[[ Records for this exercise open ]]

PR #1780, opened 2026-07-11
fix(content): add gathering nodes to every leveling zone

jgyy:
## Summary

Players couldn't find the ore veins for `q_prof_intro` ("A Trade for Every Hand", given by Foreman Odell in Eastbrook Vale), and once that got fixed it turned out the underlying problem was bigger: **only `eastbrook_vale` (the level 1-7 starting zone) had a full set of gathering nodes.** `mirefen_marsh` (level 6-13) had fewer nodes per type, and `thornpeak_heights` (level 13-20) had none at all. Every player past the starting zone was funneling back to zone 1 to mine, log, or herb, regardless of level, which is exactly what's happening now with realm populations regularly in the hundreds: everyone queued on the same handful of eastbrook_vale rocks.

- Moved the three `eastbrook_vale` ore nodes (`src/sim/content/gather_nodes.ts`) from Boar Meadow (a wolf/boar mob area with no mining flavor) onto the Copper Dig cluster, the zone's actual mine-themed POI.
- Updated the quest text (`src/sim/content/zone1.ts`, `q_prof_intro`) to name Copper Dig and its direction from town.
- Topped up `mirefen_marsh` from 2 to 3 nodes per type (ore/wood/herb), matching `eastbrook_vale`'s density, clustered near Fenbridge.
- Added a full set of gathering nodes to `thornpeak_heights`, which previously had zero: ore by Deeprock Burrows (the zone's mine-themed POI, guarded by the `deeprock_kobold` camp, mirroring the `eastbrook_vale` ore-vs-`tunnel_rat` precedent), wood and herb on the safer approach near Highwatch and The Glimmermere.

## Related issues

Reported in-game: players unable to locate the ore node for the professions intro quest, and separately, gathering nodes clustered entirely in zone 1 causing contention at high concurrent population.

## Type of change

- [x] Bug fix
- [x] Feature: new functionality (gathering-node coverage in previously-empty zones)

## How was this tested?

- Commands: `npx vitest run tests/gather_nodes.test.ts tests/prof_intro_quest.test.ts tests/gather_node_harvest.test.ts tests/architecture.test.ts tests/localization_fixes.test.ts tests/world_api_parity.test.ts tests/guide.test.ts`, `npx tsc --noEmit`, `npm run build`, `npm run i18n:gen` + `npm run i18n:hash -- --write`.
- Manual steps: booted the offline world and teleported to every new/topped-up node cluster in all three zones to confirm the ore/wood/herb props actually render there (see screenshots).
- Added regression tests in `tests/gather_nodes.test.ts`:
  - Eastbrook Vale ore nodes stay within 20 units of the Copper Dig POI.
  - Every zone offers at least one node of each gather type (ore/wood/herb), so this can't silently regress back to single-zone contention as new zones are added.

## Screenshots / recordings

**Coverage before vs. after, all three zones:**

coverage diagram

**Eastbrook Vale (level 1-7):**

eastbrook ore at Copper Dig
eastbrook wide

**Mirefen Marsh (level 6-13), topped up to 3 nodes per type near Fenbridge:**

mirefen ore
mirefen wood
mirefen herb
mirefen wide

**Thornpeak Heights (level 13-20), previously zero gather nodes of any type:**

thornpeak ore at Deeprock Burrows
thornpeak wood at The Glimmermere
thornpeak herb near Highwatch
thornpeak wide

---

### Quality

- [x] **The full gate passes.** Targeted `npm run gate` stages all pass (i18n gen/freshness, tsc, targeted tests, build). Note: the local whole-repo `biome ci --changed` step false-positives against this environment's `origin/main` (which trails `release/v0.25.0`, the actual PR base, per this repo's branch model); the real CI step uses `--since=$BASE_REF` and correctly scopes to this PR's own diff. `biome check` on every file this PR touches is clean.

### Cross-platform

- [x] N/A. World-content/data change only, no HUD/UI surface.

### Localization (i18n)

- [x] The only player-visible string change is the existing `q_prof_intro.text`, resolved by quest ID through the existing content pipeline (no new `t()` key needed). Regenerated `src/ui/i18n.resolved.generated/*` and rebaselined `src/ui/i18n.resolved.sha256`; `tests/localization_fixes.test.ts` passes.
- [x] N/A. No new numbers/money/dates.
- [x] N/A. No new `src/sim`/`server` emitted text.

### Hygiene

- [x] No secrets or `.env` committed; `ALLOW_DEV_COMMANDS` not touched.
- [x] No generated files hand-edited (i18n resolved tables were regenerated via `npm run i18n:gen` / `i18n:hash`, not hand-edited).


FernandoX7 (commented):
The core fix here is solid. Moving the `q_prof_intro` ore onto Copper Dig and naming the landmark in the quest text (`src/sim/content/zone1.ts:705`) genuinely fixes the discoverability bug: Copper Dig at (-84, -64) is southwest of town (0, 0) so the direction checks out, the ore still yields `chunk_of_ore` because `NODE_QUEST_GRANT` keys on the node type not the id (`professions/gathering.ts`), and it stays within `INTERACT_RANGE`. Filling in Thornpeak, which had zero nodes of any type in a level 13-20 zone, is a real gap closed, and the "every zone offers all three types" test is a good guard against it silently coming back.

I checked the placements against terrain: all twelve new/moved nodes sit on dry, walkable ground (none below the -4.5 waterline, and the steepest, `wood_thornpeak_1`, is 0.94 against the 1.5 climb limit), so nothing lands in the Glimmermere or on an unwalkable slope. The "guarded" ore claims hold too (the Thornpeak ore sits inside the `deeprock_kobold` camp, the Eastbrook ore inside `tunnel_rat`).

Two things worth a look:

- **should-fix**: the intro-quest ore is now inside the `tunnel_rat` camp (`src/sim/content/zone1.ts:1110`: center (-82, -62), radius 20, count 9, mobs level 4-6, aggro 10), and all three ore nodes sit within ~10 units of that center. `q_prof_intro` is ungated and first in `ZONE1_QUEST_ORDER`, given by Odell in town, so a level 1-2 character can pick it up and walk straight into nine level 4-6 diggers to mine 5 chunks. The old Boar Meadow spot was also guarded, but by level 2-3 boars, so this is a real difficulty bump on the very first profession quest. A kobold-guarded starter mine is classic-faithful, so this may be intended, but since the test only pins "within 20 of Copper Dig" you have room to nudge the nodes toward the town-side edge of the POI so a fresh miner can approach without pulling the whole camp. Worth a decision either way.

- **should-fix**: the contention rationale in the PR body and the test comment (`tests/gather_nodes.test.ts:65`, "creating the exact contention this pins against") does not match how nodes actually work. Respawn is per-player and session-only (`professions/gathering.ts:147`, "there is no gather rush or node camping"): one player harvesting a node never blocks another, so hundreds of players do not queue on the same rocks. The change is still worth making, just for the honest reasons: discoverability, and not having to backtrack two zones to gather at your level. Would tidy the test comment so the rationale in the tree is accurate.

Nits:
- `src/sim/content/gather_nodes.ts:46` says Thornpeak "wood and herb sit on the safer shore of The Glimmermere," but the herb pair is up by Highwatch (z ~648-678), not the Glimmermere (z ~770). The PR body's "near Highwatch and The Glimmermere" is right; just the code comment is off.
- `ore_mirefen_3` at (15, 310) is ~18 units from the Fenbridge hub center (radius 20), so it sits on the town plateau, a slightly odd spot for an ore vein given you deliberately pulled Eastbrook's ore out of town. `herb_mirefen_3` and both `wood_thornpeak` nodes also fall just inside a lake's blended footprint (dry, but they render right at the waterline). All cosmetic.
- `scripts/screenshot_one_gather_shot.mjs` and `screenshot_ore_relocation.mjs` default `OUT_DIR` to a hardcoded author-machine path; harmless since it is env-overridable, just leftover.

i18n is clean: only the existing quest key changed, and the resolved trio plus the sha256 were regenerated rather than hand-edited.

jgyy:
Thanks for the thorough review. Pushed 66818a9:

- **should-fix (ore vs. tunnel_rat camp)**: nudged all three Eastbrook Vale ore nodes toward the town-facing edge of the camp (center -82,-62, radius 20), so a level 1-2 miner on `q_prof_intro` can approach without crossing the interior. Still within 20 of the Copper Dig POI per the existing test.
- **should-fix (contention rationale)**: reworded the "every zone offers all three types" test comment. You're right that node respawn is per-player and session-only, so this was never about camping contention, just discoverability and travel distance. Fixed in `tests/gather_nodes.test.ts`.
- **nit**: fixed the Thornpeak comment, herb sits near Highwatch, wood near The Glimmermere (was swapped).
- **nit**: nudged `ore_mirefen_3` off the Fenbridge hub plateau to match the other Mirefen ore nodes' distance from town.

Left the `OUT_DIR` hardcoded path in the screenshot scripts alone since it's env-overridable and harmless, as you noted.

FernandoX7 (approved):
Just regenerate the i18n and its good to merge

[[ Records for this exercise closed ]]

**Work to be completed:**
Look through the entries above; copy each line where the string "units" appears.

**Solution below:**
  - Eastbrook Vale ore nodes stay within 20 units of the Copper Dig POI.
- **should-fix**: the intro-quest ore is now inside the `tunnel_rat` camp (`src/sim/content/zone1.ts:1110`: center (-82, -62), radius 20, count 9, mobs level 4-6, aggro 10), and all three ore nodes sit within ~10 units of that center. `q_prof_intro` is ungated and first in `ZONE1_QUEST_ORDER`, given by Odell in town, so a level 1-2 character can pick it up and walk straight into nine level 4-6 diggers to mine 5 chunks. The old Boar Meadow spot was also guarded, but by level 2-3 boars, so this is a real difficulty bump on the very first profession quest. A kobold-guarded starter mine is classic-faithful, so this may be intended, but since the test only pins "within 20 of Copper Dig" you have room to nudge the nodes toward the town-side edge of the POI so a fresh miner can approach without pulling the whole camp. Worth a decision either way.
- `ore_mirefen_3` at (15, 310) is ~18 units from the Fenbridge hub center (radius 20), so it sits on the town plateau, a slightly odd spot for an ore vein given you deliberately pulled Eastbrook's ore out of town. `herb_mirefen_3` and both `wood_thornpeak` nodes also fall just inside a lake's blended footprint (dry, but they render right at the waterline). All cosmetic.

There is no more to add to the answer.